If you really want to have this complete you could artificially make it slower by disabling compiler optimizations when benchmarking by adding this to your Cargo.toml
[profile.bench]
opt-level = 0
but you generally wouldn't want to do so since taking measurements on a dev build won't be very useful. If you were to do so, you would see output like
distance time: [9.9843 ns 10.000 ns 10.017 ns]
distance time: [9.3626 ns 9.3730 ns 9.3848 ns]
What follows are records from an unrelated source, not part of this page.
PR #735, opened 2020-08-13
Make the database user syncable

### LINKED ISSUE #714: Make DatabaseUser properties syncable
## Description
Refactor all DatabaseUser properties to `*SyncProperty` types with the exception of `Id`, `apiToken` and `serverId`

## Dependencies
#672  

## Definition of done
- [ ] Refactor all properties to corresponding `*SyncProperty` variants.
- [ ] Update all converter extension methods and make sure our domain models stay the same and are using "current" variant of `SyncProperty`

### LINKED ISSUE #716: Persist UserPreferences in DatabaseUser instead of shared preferences
## Description
All of `UserPreferences` should be persisted in DatabaseUser instead of shared preferences. All syncable properties should be changed to `*SyncProperty`

 
## Dependencies
#687 

## Definition of done
- [ ] Remove shared preferences code 
- [ ] Add user preferences properties to `DatabaseUser`
- [ ] Make `manualModeEnabled`, `twentyFourHourClockEnabled`, `groupSimilarTimeEntriesEnabled`, `selectedWorkspaceId`, `dateFormat`, `durationFormat` and `firstDayOfTheWeek` as `*SyncProperty` types
- [ ] Fix existing code
- [ ] Fix tests

heytherewill:
### Summary
This changes the way we persist our user settings and updates the entire user object to use the new sync property database scheme

### Technical considerations
I added different methods to update the database user based on what we need to update. Massive props to @semanticer for figuring out those `updateWith` functions; they read and work really well!

### Relationships
Closes #714
Closes #716

### Pull Request checklist

### Pointers
Review it commit by commit. Pay extra attention to whether I'm saving the right things at the right place

### Review template

## Merge permissions
Anyone, anytime


database/src/main/java/com/toggl/database/dao/UserDao.kt
```diff
@@ -5,12 +5,16 @@ import androidx.room.Insert
...
 import com.toggl.database.models.DatabaseUser
+import kotlinx.coroutines.flow.Flow
 
 @Dao
 interface UserDao {
     @Query("SELECT * FROM users")
     fun getAll(): List<DatabaseUser>
 
+    @Query("SELECT * FROM users")
+    fun getAllFlow(): Flow<List<DatabaseUser>>
```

change: [-6.2155% -6.0317% -5.8404%] (p = 0.00 < 0.05)
Performance has improved.
Alternatively you could also do a benchmark run where only the the a.distance(&b);
call happens and another where it calls that and a.distance_squared(&b);
and you can see that the distance_squared call does not add any noticeable overhead.
But realistically the code in this toy example is probably so fast that it is not a great candidate for benchmarking.